§ **Material for this exercise**:
──────────────────────────────

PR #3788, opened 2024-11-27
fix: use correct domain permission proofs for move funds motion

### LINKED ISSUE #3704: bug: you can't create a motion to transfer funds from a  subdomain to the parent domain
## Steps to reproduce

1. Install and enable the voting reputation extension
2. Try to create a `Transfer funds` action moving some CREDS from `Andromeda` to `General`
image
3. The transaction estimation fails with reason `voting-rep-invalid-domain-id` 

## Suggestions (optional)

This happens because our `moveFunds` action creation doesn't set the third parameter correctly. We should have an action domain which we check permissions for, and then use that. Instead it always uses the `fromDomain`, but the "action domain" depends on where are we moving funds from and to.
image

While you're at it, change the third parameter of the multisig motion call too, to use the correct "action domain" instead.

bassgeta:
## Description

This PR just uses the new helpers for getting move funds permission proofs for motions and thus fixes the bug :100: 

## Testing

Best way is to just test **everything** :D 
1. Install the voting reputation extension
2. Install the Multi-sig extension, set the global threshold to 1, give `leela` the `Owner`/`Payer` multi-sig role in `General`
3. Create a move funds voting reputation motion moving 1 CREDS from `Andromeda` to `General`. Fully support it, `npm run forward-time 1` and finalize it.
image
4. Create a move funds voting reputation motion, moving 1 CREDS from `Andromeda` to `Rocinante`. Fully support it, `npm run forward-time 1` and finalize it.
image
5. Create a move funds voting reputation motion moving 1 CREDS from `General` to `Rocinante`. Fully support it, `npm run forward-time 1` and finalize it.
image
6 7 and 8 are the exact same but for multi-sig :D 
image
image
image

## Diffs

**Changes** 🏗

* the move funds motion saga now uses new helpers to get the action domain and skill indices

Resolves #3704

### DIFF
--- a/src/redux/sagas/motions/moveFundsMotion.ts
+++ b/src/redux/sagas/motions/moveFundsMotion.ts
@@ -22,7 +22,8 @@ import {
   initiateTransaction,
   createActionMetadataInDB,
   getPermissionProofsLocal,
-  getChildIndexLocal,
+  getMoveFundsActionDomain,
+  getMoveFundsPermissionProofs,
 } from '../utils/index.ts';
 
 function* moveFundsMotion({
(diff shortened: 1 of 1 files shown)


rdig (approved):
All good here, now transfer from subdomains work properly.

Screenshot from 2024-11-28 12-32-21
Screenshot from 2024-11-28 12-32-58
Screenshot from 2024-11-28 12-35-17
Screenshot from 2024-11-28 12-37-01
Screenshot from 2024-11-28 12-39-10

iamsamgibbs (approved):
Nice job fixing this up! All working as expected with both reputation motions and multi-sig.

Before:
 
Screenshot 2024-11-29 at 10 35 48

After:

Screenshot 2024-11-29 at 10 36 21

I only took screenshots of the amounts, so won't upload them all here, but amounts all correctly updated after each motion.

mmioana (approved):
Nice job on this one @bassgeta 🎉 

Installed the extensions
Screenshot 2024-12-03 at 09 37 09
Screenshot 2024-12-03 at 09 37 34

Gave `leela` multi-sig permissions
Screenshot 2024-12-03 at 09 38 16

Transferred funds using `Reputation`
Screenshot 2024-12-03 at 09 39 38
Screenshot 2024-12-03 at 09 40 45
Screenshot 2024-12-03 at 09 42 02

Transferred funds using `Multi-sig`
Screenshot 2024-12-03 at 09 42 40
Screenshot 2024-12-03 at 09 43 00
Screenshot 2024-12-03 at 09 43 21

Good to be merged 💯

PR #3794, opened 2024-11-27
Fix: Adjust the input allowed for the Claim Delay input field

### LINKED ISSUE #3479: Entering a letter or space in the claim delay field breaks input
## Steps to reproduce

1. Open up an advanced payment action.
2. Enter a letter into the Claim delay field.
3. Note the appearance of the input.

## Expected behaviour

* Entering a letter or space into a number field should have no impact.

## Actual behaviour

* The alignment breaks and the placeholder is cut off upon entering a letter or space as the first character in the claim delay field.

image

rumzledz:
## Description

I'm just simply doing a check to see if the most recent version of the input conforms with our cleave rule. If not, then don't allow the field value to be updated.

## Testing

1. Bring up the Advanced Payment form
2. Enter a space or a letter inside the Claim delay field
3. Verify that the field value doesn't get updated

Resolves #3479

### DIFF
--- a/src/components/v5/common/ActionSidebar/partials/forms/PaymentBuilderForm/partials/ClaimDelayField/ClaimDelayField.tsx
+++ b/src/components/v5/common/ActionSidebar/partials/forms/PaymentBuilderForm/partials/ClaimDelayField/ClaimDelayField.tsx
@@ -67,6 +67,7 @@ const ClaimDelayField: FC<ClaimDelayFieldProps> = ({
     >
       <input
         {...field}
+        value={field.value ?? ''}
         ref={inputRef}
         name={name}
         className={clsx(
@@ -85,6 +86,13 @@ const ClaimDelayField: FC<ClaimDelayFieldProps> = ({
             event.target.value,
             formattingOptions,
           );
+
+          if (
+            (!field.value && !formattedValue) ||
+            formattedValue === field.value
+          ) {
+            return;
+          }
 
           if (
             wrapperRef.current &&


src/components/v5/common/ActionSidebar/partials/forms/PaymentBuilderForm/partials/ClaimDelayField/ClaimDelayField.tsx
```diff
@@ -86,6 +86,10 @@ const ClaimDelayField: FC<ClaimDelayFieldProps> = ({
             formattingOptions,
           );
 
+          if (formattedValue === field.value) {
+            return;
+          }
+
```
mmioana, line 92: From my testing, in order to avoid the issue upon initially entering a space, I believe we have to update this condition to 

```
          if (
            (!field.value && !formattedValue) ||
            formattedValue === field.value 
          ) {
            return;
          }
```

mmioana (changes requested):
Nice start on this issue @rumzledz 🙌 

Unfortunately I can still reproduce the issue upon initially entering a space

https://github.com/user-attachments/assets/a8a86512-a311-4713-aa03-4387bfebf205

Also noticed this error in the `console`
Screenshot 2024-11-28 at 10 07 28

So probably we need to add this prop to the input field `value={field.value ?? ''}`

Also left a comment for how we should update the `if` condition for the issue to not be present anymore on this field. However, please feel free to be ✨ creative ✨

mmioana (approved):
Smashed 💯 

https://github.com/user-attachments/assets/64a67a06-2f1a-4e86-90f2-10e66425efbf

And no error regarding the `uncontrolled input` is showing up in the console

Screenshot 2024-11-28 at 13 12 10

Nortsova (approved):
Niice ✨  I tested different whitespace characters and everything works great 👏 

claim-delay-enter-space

──────────────────────────────

§ **What the task requires**: Once you have read the data above, print all of it again exactly.

§ **Task result**:
PR #3788, opened 2024-11-27
fix: use correct domain permission proofs for move funds motion

### LINKED ISSUE #3704: bug: you can't create a motion to transfer funds from a  subdomain to the parent domain
## Steps to reproduce

1. Install and enable the voting reputation extension
2. Try to create a `Transfer funds` action moving some CREDS from `Andromeda` to `General`
image
3. The transaction estimation fails with reason `voting-rep-invalid-domain-id` 

## Suggestions (optional)

This happens because our `moveFunds` action creation doesn't set the third parameter correctly. We should have an action domain which we check permissions for, and then use that. Instead it always uses the `fromDomain`, but the "action domain" depends on where are we moving funds from and to.
image

While you're at it, change the third parameter of the multisig motion call too, to use the correct "action domain" instead.

bassgeta:
## Description

This PR just uses the new helpers for getting move funds permission proofs for motions and thus fixes the bug :100: 

## Testing

Best way is to just test **everything** :D 
1. Install the voting reputation extension
2. Install the Multi-sig extension, set the global threshold to 1, give `leela` the `Owner`/`Payer` multi-sig role in `General`
3. Create a move funds voting reputation motion moving 1 CREDS from `Andromeda` to `General`. Fully support it, `npm run forward-time 1` and finalize it.
image
4. Create a move funds voting reputation motion, moving 1 CREDS from `Andromeda` to `Rocinante`. Fully support it, `npm run forward-time 1` and finalize it.
image
5. Create a move funds voting reputation motion moving 1 CREDS from `General` to `Rocinante`. Fully support it, `npm run forward-time 1` and finalize it.
image
6 7 and 8 are the exact same but for multi-sig :D 
image
image
image

## Diffs

**Changes** 🏗

* the move funds motion saga now uses new helpers to get the action domain and skill indices

Resolves #3704

### DIFF
--- a/src/redux/sagas/motions/moveFundsMotion.ts
+++ b/src/redux/sagas/motions/moveFundsMotion.ts
@@ -22,7 +22,8 @@ import {
   initiateTransaction,
   createActionMetadataInDB,
   getPermissionProofsLocal,
-  getChildIndexLocal,
+  getMoveFundsActionDomain,
+  getMoveFundsPermissionProofs,
 } from '../utils/index.ts';
 
 function* moveFundsMotion({
(diff shortened: 1 of 1 files shown)


rdig (approved):
All good here, now transfer from subdomains work properly.

Screenshot from 2024-11-28 12-32-21
Screenshot from 2024-11-28 12-32-58
Screenshot from 2024-11-28 12-35-17
Screenshot from 2024-11-28 12-37-01
Screenshot from 2024-11-28 12-39-10

iamsamgibbs (approved):
Nice job fixing this up! All working as expected with both reputation motions and multi-sig.

Before:
 
Screenshot 2024-11-29 at 10 35 48

After:

Screenshot 2024-11-29 at 10 36 21

I only took screenshots of the amounts, so won't upload them all here, but amounts all correctly updated after each motion.

mmioana (approved):
Nice job on this one @bassgeta 🎉 

Installed the extensions
Screenshot 2024-12-03 at 09 37 09
Screenshot 2024-12-03 at 09 37 34

Gave `leela` multi-sig permissions
Screenshot 2024-12-03 at 09 38 16

Transferred funds using `Reputation`
Screenshot 2024-12-03 at 09 39 38
Screenshot 2024-12-03 at 09 40 45
Screenshot 2024-12-03 at 09 42 02

Transferred funds using `Multi-sig`
Screenshot 2024-12-03 at 09 42 40
Screenshot 2024-12-03 at 09 43 00
Screenshot 2024-12-03 at 09 43 21

Good to be merged 💯

PR #3794, opened 2024-11-27
Fix: Adjust the input allowed for the Claim Delay input field

### LINKED ISSUE #3479: Entering a letter or space in the claim delay field breaks input
## Steps to reproduce

1. Open up an advanced payment action.
2. Enter a letter into the Claim delay field.
3. Note the appearance of the input.

## Expected behaviour

* Entering a letter or space into a number field should have no impact.

## Actual behaviour

* The alignment breaks and the placeholder is cut off upon entering a letter or space as the first character in the claim delay field.

image

rumzledz:
## Description

I'm just simply doing a check to see if the most recent version of the input conforms with our cleave rule. If not, then don't allow the field value to be updated.

## Testing

1. Bring up the Advanced Payment form
2. Enter a space or a letter inside the Claim delay field
3. Verify that the field value doesn't get updated

Resolves #3479

### DIFF
--- a/src/components/v5/common/ActionSidebar/partials/forms/PaymentBuilderForm/partials/ClaimDelayField/ClaimDelayField.tsx
+++ b/src/components/v5/common/ActionSidebar/partials/forms/PaymentBuilderForm/partials/ClaimDelayField/ClaimDelayField.tsx
@@ -67,6 +67,7 @@ const ClaimDelayField: FC<ClaimDelayFieldProps> = ({
     >
       <input
         {...field}
+        value={field.value ?? ''}
         ref={inputRef}
         name={name}
         className={clsx(
@@ -85,6 +86,13 @@ const ClaimDelayField: FC<ClaimDelayFieldProps> = ({
             event.target.value,
             formattingOptions,
           );
+
+          if (
+            (!field.value && !formattedValue) ||
+            formattedValue === field.value
+          ) {
+            return;
+          }
 
           if (
             wrapperRef.current &&


src/components/v5/common/ActionSidebar/partials/forms/PaymentBuilderForm/partials/ClaimDelayField/ClaimDelayField.tsx
```diff
@@ -86,6 +86,10 @@ const ClaimDelayField: FC<ClaimDelayFieldProps> = ({
             formattingOptions,
           );
 
+          if (formattedValue === field.value) {
+            return;
+          }
+
```
mmioana, line 92: From my testing, in order to avoid the issue upon initially entering a space, I believe we have to update this condition to 

```
          if (
            (!field.value && !formattedValue) ||
            formattedValue === field.value 
          ) {
            return;
          }
```

mmioana (changes requested):
Nice start on this issue @rumzledz 🙌 

Unfortunately I can still reproduce the issue upon initially entering a space

https://github.com/user-attachments/assets/a8a86512-a311-4713-aa03-4387bfebf205

Also noticed this error in the `console`
Screenshot 2024-11-28 at 10 07 28

So probably we need to add this prop to the input field `value={field.value ?? ''}`

Also left a comment for how we should update the `if` condition for the issue to not be present anymore on this field. However, please feel free to be ✨ creative ✨

mmioana (approved):
Smashed 💯 

https://github.com/user-attachments/assets/64a67a06-2f1a-4e86-90f2-10e66425efbf

And no error regarding the `uncontrolled input` is showing up in the console

Screenshot 2024-11-28 at 13 12 10

Nortsova (approved):
Niice ✨  I tested different whitespace characters and everything works great 👏 

claim-delay-enter-space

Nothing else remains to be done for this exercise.